As for why simply changing the order of loops results in such tremendous performance gain, we are not certain about that. One explanation may be the compiler realizes that block A is in contiguous memory and is able to perform loop unrolling automatically.
## Micro-kernel (naive)
Prefacing our SIMD microkernel, we decided to implement a naive micro-kernel that performs 8 calculations of C entries at once to leverage the reordered loop (j, k, i).

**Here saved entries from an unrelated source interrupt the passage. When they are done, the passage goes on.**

PR #3425, opened 2019-06-20
framework/st_things: remove unnecessary logs.

Hyunjun85:
It has been getting bad effect to performance.
and now, the logs doesn't need.

### DIFF
--- a/framework/src/st_things/things_stack/framework/things_req_handler.c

Furthermore, it serves as a placeholder for our SIMD micro-kernel.

A very interesting thing to note about the above graph is how a simple reordering of loops with the starter code, shown with the blue line, can edge out performance improvements gained from more complex optimizations, such as L1-targeted blocking and naive microkernel.
Even so, we see that adding a naive microkernel still yields positive benefits as compared to non-microkernel implementations, due to a naive microkernel by itself as a form of loop unrolling, reducing the number of loop iterations and making the code more prefetcher-friendly.
## Loop Unrolling
To further boost the performance, we unrolled the loop that calls the SIMD micro-kernel by 8.

We find it extremely surprising how simply performing loop reordering can beat the performance gains from L1-targeted blocking the microkernel. This experiment truly brings a humbling moment, where after all, computers are very complicated and often behave like an enigma.
## References
Goto, K., and van de Geijn, R. A. 2008. Anatomy of High-Performance Matrix Multiplication, ACM Transactions on Mathematical Software 34, 3, Article 12.